# T V



## GEMMY (Jun 19, 2006)

Game of Thrones........................I didn't expect that..........gobsmacked 8O 

tony


----------



## gaspode (May 9, 2005)

I take it you haven't read the books then tony? :wink: 

The TV series is rubbish compared with the books. 8)


----------



## 747 (Oct 2, 2009)

What's happened?

Has the Queen abdicated? 8O 

There's a lot of it about at the moment. :wink:


----------



## GEMMY (Jun 19, 2006)

Gaspode, I have the books on kindle, not read, will do when the tv series is finished............I like surprises :lol: 

tony


----------



## barryd (May 9, 2008)

Its the best thing ive watched for years. Watched all of them up to date from series one over the past 6 weeks.

They cannot kill The Imp! He is one of my favourite characters! Cant see him getting out of this one though somehow.


----------



## GEMMY (Jun 19, 2006)

He'll be sent to the 'wall', too late to join the watch because they'll all be dead :wink: 

tony


----------



## barryd (May 9, 2008)

> *GEMMY wrote: *He'll be sent to the 'wall', too late to join the watch because they'll all be dead :wink:
> 
> tony


Maybe. They dont take prisoners in this show though. Nobody is bigger than the story so who knows.

I wonder how many series it will go on for.

I like that Mother of Dragons. :twisted:


----------



## gaspode (May 9, 2005)

> I wonder how many series it will go on for.


I could tell you but I'd have to kill you afterwards. 8)

GRRM still hasn't finished the concluding book - and possibly never will at his age. The bad news is that the last book he wrote went downhill badly, it was obvious he was panicking to conclude the saga but was running out of ideas. Not sure what progress is on the concluding book, no sign of it appearing last time I checked.

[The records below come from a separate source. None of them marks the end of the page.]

PR #623, opened 2021-12-09
Fix user approval page styling when browser is in dark mode

mvandenburgh:
I believe @satra mentioned this before.

The user approval admin page is difficult to read when using the "dark mode" browser setting. This is because the CSS framework we're using for this view doesn't support this mode (yet?). To fix this, I added a CSS media query to darken the background color when the user is in dark mode. The page remains the same for users not using dark mode.

Current page in dark mode:
before

New page in dark mode:

after


waxlamp (commented):
👍🏾

Issue #697, opened 2022-01-12
Add link to dandi jupyterhub onto main page or dandiset page


rly:
In our NWB outreach, we sometimes use or refer to the dandi jupyterhub, but as far as I can see, there is no link or easy way to get to the dandihub except if you happen to know the URL. Can this link be added to the main page and/or from a dandiset page? I vaguely remember this existing previously.

waxlamp:
@satra, should this go on the front page?

satra:
it should go on the header somewhere, so people can click on it from any page i think.

PR #891, opened 2022-02-11
Add dandihub link to navbar

waxlamp:
Finishes closing #697.

Note that this addition makes the navbar too crowded. However, once #890 is merged, this should be resolved.

### DIFF
--- a/web/src/components/AppBar/AppBar.vue
+++ b/web/src/components/AppBar/AppBar.vue
@@ -130,7 +130,9 @@ import {
   insideIFrame as insideIFrameFunc,
   dandiRest,
 } from '@/rest';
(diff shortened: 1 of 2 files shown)


satra:
overall looks good, but gets crowded when i log in. perhaps there is some design to collapse some of the elements together, or replace with iconography.

waxlamp:
> overall looks good, but gets crowded when i log in. perhaps there is some design to collapse some of the elements together, or replace with iconography.

If you're ok with me merging this, please provide an approving review. Otherwise, we can wait for #890 to try to avert the crowding. Either way, let me know.

satra (approved):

As for the imp - don't dismiss him yet--------------------- :wink:


----------



## GEMMY (Jun 19, 2006)

See, isn't it more fun seeing the unexpected than knowing the outcome. :wink: 

tony


----------



## gaspode (May 9, 2005)

> See, isn't it more fun seeing the unexpected than knowing the outcome. :wink:
> 
> tony


Well you would say that wouldn't you?

The problem with the TV series is that it's very much "dumbed down" from necessity, have you seen the size of the books? 8O 
The last volume alone was over 1000 pages in hardback. If they did the lot the series would last for ever and you'd never get to read your books. :lol:

The story is substantially condensed in the TV series with lots of sub-plots left out. They're not the easiest books to read simply because of the huge list of characters and their lineage, most of which is ignored in the TV shows. Reading them on Kindle is also difficult as you need to constantly refer to the glossary of characters when reading. Print on page wins every time. :wink:


----------



## barryd (May 9, 2008)

I dont know why i havent come across or read the books. They sound right up my alley.

Although they do sound perhaps a little complex. I find I have to keep googling stuff just watching the series on TV to keep up.

I agree with Gemmy though. Its good to watch something and not really see whats coming or have someone spoil it. Please no spoilers!  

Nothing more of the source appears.